Stored items:
________________________

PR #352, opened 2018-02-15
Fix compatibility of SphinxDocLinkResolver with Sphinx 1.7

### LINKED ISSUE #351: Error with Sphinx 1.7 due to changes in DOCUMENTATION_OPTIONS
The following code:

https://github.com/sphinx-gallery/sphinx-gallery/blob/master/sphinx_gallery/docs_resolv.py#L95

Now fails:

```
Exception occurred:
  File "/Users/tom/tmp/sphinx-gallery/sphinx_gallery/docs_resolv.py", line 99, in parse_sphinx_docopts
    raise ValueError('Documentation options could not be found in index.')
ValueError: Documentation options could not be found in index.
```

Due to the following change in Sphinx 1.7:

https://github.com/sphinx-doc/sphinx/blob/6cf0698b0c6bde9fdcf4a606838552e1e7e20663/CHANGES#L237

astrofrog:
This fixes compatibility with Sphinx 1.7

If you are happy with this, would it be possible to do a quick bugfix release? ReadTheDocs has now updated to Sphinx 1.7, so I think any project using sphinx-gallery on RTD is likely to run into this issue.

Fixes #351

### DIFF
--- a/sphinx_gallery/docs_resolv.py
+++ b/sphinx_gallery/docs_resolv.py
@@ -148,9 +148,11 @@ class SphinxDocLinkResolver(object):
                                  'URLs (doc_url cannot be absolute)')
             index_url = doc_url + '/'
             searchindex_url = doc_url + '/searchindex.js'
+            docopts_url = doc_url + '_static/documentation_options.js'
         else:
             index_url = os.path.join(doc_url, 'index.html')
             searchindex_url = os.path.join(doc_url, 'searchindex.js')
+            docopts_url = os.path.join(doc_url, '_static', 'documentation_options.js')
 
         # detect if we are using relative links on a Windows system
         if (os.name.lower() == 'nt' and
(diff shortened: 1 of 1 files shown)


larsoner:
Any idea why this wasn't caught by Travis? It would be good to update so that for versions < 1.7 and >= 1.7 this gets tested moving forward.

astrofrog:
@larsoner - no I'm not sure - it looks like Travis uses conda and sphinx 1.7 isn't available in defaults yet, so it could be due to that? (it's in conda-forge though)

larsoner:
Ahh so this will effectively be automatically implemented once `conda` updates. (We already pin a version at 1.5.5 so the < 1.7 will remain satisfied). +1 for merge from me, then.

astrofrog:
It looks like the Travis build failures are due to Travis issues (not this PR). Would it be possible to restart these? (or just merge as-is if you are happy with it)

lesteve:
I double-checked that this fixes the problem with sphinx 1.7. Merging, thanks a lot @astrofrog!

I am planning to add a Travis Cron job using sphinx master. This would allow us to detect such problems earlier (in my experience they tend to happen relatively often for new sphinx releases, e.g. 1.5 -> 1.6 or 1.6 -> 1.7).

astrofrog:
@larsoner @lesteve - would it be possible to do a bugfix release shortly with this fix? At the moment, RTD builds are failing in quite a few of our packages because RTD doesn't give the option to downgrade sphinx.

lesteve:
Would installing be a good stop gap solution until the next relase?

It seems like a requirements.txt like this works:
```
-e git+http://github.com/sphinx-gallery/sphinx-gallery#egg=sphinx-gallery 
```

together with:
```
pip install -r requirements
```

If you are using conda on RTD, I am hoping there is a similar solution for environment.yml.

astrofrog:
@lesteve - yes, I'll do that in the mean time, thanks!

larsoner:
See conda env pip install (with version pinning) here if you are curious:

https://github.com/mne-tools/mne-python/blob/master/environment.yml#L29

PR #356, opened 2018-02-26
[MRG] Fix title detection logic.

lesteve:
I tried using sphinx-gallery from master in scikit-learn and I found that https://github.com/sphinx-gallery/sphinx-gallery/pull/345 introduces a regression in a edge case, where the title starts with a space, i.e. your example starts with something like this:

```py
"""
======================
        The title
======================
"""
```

________________________

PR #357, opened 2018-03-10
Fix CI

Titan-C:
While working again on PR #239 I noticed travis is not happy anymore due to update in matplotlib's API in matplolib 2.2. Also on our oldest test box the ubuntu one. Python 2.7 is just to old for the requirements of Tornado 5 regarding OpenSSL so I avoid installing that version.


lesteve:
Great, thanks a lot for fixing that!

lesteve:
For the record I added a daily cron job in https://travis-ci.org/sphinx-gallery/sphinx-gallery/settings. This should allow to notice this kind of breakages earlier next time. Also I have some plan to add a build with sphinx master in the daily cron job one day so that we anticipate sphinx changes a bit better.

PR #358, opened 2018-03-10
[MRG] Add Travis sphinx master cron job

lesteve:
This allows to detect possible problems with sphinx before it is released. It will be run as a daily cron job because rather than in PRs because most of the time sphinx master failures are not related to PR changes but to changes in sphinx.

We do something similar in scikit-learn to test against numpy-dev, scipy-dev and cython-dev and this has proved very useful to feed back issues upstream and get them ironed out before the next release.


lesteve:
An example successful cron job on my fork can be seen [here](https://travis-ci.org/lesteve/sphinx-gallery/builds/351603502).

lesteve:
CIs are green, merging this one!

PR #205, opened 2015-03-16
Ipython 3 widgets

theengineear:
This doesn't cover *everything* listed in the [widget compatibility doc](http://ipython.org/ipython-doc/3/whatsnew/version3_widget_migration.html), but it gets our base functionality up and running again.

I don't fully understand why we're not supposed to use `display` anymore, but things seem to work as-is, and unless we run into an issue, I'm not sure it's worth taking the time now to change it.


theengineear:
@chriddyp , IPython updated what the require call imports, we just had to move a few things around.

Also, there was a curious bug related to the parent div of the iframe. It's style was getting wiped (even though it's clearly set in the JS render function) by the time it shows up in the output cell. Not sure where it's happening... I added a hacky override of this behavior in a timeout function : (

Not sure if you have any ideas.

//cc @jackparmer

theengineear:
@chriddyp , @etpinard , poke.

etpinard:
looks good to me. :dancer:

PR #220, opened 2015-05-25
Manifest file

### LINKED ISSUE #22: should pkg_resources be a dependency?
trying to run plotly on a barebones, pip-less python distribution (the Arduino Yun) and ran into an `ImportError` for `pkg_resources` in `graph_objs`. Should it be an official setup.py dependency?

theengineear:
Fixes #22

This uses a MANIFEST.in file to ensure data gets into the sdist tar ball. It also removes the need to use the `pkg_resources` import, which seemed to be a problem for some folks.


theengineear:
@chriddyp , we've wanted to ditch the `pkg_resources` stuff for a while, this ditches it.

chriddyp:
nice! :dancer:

________________________

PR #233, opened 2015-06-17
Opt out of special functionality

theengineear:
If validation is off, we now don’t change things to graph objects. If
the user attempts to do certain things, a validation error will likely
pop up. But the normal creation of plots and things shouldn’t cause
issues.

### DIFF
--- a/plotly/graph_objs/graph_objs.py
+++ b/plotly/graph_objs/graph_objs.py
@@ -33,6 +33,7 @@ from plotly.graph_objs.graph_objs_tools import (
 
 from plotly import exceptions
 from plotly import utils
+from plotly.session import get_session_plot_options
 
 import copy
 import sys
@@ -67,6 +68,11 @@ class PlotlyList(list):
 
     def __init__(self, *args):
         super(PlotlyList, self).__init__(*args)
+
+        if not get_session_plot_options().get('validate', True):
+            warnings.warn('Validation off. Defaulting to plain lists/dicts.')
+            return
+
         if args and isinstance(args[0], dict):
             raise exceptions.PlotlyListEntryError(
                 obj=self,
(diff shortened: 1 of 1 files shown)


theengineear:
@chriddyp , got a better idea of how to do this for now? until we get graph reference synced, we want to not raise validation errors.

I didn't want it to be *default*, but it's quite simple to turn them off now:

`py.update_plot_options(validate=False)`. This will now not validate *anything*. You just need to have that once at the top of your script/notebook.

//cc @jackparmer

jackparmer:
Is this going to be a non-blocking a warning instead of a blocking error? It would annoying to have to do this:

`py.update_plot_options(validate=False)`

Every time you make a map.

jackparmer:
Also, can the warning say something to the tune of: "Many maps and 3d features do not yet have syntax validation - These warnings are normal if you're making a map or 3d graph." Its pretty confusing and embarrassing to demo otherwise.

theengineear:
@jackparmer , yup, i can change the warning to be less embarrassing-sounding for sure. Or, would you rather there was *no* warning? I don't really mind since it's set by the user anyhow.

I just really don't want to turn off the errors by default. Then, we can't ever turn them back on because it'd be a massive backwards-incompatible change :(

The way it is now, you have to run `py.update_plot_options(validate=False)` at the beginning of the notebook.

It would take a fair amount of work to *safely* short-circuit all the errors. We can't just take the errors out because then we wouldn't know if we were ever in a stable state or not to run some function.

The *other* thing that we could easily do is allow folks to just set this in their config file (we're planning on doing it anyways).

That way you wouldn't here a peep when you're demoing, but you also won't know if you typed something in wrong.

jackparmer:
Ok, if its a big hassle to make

________________________

▸ **Description of the task**: Scan the records above for lines with the word "them", then say how many there are, giving the number alone.

▸ **Task answer**: 3